Try it: In the records below, some lines contain the word "example". Copy each of them.
[[ Data to process, beginning ]]
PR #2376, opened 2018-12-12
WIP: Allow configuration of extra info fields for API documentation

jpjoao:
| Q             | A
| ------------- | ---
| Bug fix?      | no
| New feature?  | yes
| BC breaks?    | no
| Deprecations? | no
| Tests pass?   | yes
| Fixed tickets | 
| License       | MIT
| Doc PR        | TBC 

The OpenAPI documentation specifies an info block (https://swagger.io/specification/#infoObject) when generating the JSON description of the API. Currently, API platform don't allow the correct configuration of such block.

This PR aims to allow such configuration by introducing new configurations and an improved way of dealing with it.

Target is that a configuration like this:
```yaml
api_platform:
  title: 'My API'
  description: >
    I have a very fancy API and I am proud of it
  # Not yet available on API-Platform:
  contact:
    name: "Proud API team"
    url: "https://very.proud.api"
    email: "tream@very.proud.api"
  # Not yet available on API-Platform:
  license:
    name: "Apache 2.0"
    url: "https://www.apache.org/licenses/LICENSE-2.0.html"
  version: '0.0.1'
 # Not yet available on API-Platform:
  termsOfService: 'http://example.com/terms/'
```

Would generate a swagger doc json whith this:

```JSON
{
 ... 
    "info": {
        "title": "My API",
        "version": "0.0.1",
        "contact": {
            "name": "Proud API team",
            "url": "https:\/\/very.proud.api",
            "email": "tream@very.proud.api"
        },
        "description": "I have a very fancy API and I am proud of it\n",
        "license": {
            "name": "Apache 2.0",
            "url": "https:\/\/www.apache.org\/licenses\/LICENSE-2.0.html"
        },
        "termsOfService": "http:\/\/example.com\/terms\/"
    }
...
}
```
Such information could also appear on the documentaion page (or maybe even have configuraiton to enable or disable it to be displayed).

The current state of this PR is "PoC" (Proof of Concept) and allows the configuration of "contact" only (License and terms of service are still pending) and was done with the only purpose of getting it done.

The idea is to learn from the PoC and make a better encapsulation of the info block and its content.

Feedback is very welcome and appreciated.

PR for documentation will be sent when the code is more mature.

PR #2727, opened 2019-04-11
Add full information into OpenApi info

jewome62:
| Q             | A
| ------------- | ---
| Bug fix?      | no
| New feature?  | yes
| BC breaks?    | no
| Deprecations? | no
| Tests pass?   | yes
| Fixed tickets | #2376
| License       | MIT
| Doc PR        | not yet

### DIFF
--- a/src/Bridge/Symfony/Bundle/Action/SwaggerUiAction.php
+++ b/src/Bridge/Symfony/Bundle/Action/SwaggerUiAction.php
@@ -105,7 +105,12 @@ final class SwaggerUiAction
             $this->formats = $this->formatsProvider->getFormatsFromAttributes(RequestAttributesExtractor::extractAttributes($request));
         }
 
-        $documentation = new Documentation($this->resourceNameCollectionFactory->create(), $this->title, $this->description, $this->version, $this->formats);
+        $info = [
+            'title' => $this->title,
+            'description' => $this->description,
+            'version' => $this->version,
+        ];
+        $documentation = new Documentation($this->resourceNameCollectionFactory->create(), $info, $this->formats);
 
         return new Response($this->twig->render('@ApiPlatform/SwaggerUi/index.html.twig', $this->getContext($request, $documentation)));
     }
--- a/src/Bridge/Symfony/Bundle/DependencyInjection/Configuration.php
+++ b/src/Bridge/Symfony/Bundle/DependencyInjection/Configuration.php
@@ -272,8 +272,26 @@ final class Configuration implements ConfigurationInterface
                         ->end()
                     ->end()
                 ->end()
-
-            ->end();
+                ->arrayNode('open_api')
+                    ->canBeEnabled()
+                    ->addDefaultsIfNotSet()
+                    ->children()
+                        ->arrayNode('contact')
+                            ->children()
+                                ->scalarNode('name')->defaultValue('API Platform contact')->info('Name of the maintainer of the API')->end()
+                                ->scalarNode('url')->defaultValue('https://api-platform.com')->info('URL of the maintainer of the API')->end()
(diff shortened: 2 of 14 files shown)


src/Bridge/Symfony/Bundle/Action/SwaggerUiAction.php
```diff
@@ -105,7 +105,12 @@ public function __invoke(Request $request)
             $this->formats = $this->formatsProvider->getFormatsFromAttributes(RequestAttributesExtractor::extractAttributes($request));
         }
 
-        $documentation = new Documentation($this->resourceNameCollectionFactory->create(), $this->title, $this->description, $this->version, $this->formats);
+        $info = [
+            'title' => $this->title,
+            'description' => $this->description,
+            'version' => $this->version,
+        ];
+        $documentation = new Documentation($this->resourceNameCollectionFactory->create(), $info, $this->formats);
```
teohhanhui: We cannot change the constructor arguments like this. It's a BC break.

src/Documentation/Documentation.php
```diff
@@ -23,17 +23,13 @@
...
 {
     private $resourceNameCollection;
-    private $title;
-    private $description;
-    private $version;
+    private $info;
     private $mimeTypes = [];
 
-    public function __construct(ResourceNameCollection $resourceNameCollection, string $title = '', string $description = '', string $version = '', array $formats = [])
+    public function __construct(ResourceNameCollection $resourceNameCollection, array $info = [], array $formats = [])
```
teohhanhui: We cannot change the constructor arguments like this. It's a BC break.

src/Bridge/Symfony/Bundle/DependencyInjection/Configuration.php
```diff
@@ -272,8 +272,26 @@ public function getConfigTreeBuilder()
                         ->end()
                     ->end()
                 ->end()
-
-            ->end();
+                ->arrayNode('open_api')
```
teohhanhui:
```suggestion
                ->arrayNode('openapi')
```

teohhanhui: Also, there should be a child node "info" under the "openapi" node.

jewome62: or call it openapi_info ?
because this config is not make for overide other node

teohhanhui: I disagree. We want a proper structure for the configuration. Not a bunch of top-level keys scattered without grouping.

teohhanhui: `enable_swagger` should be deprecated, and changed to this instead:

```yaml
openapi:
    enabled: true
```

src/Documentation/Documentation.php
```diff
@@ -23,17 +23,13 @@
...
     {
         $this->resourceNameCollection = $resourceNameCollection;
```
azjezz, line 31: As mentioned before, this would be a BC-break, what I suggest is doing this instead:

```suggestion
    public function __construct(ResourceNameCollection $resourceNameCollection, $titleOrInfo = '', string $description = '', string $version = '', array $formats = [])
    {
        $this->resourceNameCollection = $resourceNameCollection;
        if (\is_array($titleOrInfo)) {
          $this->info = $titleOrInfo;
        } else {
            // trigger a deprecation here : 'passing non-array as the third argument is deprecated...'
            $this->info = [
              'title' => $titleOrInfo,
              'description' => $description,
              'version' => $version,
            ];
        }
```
[[ Data to process, end ]]
Exercise output:
  termsOfService: 'http://example.com/terms/'
        "termsOfService": "http:\/\/example.com\/terms\/"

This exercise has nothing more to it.